**WHAT TO DO**. Give back the listing underneath, unchanged and complete.

*** Begin section ***

PR #1518, opened 2022-11-03
Return exit code 1 when build fails for test

### LINKED ISSUE #1512: When running tests, compile error results in error code 0
**Version(s)**
0.1.16

**Describe the bug**
If I run `scala-cli test` and the code does not compile, the error messages get displayed but the command returns 0, i.e. success. This is problematic for example in CI pipelines.

**To Reproduce**
1. Create an empty folder and in it create `tests/SomeTest.scala`:
```Scala
//> using lib "org.scalameta::munit::0.7.29"

class  SomeTest extends munit.FunSuite:
	test("failig") {
		val s: String = 1
		assert(true == true)
	}
```
2. run `scala-cli test . && echo "tests OK" || echo "tests failed"`
3. This results in
```
[error] ./test/SomeTest.scala:5:19: Found:    (1 : Int)
[error] Required: String
[error] 
[error] The following import might make progress towards fixing the problem:
[error] 
[error]   import munit.Clue.generate
[error] 
[error] 		val s: String = 1
[error]                   ^
Error compiling project (test, Scala 3.2.0, JVM)
tests OK
```
**Expected behaviour**
The error code should be non-zero, and thus the output of the above command should be
```
[error] ./test/SomeTest.scala:5:19: Found:    (1 : Int)
[error] Required: String
[error] 
[error] The following import might make progress towards fixing the problem:
[error] 
[error]   import munit.Clue.generate
[error] 
[error] 		val s: String = 1
[error]                   ^
Error compiling project (test, Scala 3.2.0, JVM)
tests failed
```

lwronski:
Fixes #1512

### DIFF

*** End section ***

**EXERCISE ANSWER**.
PR #1518, opened 2022-11-03
Return exit code 1 when build fails for test

### LINKED ISSUE #1512: When running tests, compile error results in error code 0
**Version(s)**
0.1.16

**Describe the bug**
If I run `scala-cli test` and the code does not compile, the error messages get displayed but the command returns 0, i.e. success. This is problematic for example in CI pipelines.

**To Reproduce**
1. Create an empty folder and in it create `tests/SomeTest.scala`:
```Scala
//> using lib "org.scalameta::munit::0.7.29"

class  SomeTest extends munit.FunSuite:
	test("failig") {
		val s: String = 1
		assert(true == true)
	}
```
2. run `scala-cli test . && echo "tests OK" || echo "tests failed"`
3. This results in
```
[error] ./test/SomeTest.scala:5:19: Found:    (1 : Int)
[error] Required: String
[error] 
[error] The following import might make progress towards fixing the problem:
[error] 
[error]   import munit.Clue.generate
[error] 
[error] 		val s: String = 1
[error]                   ^
Error compiling project (test, Scala 3.2.0, JVM)
tests OK
```
**Expected behaviour**
The error code should be non-zero, and thus the output of the above command should be
```
[error] ./test/SomeTest.scala:5:19: Found:    (1 : Int)
[error] Required: String
[error] 
[error] The following import might make progress towards fixing the problem:
[error] 
[error]   import munit.Clue.generate
[error] 
[error] 		val s: String = 1
[error]                   ^
Error compiling project (test, Scala 3.2.0, JVM)
tests failed
```

lwronski:
Fixes #1512

### DIFF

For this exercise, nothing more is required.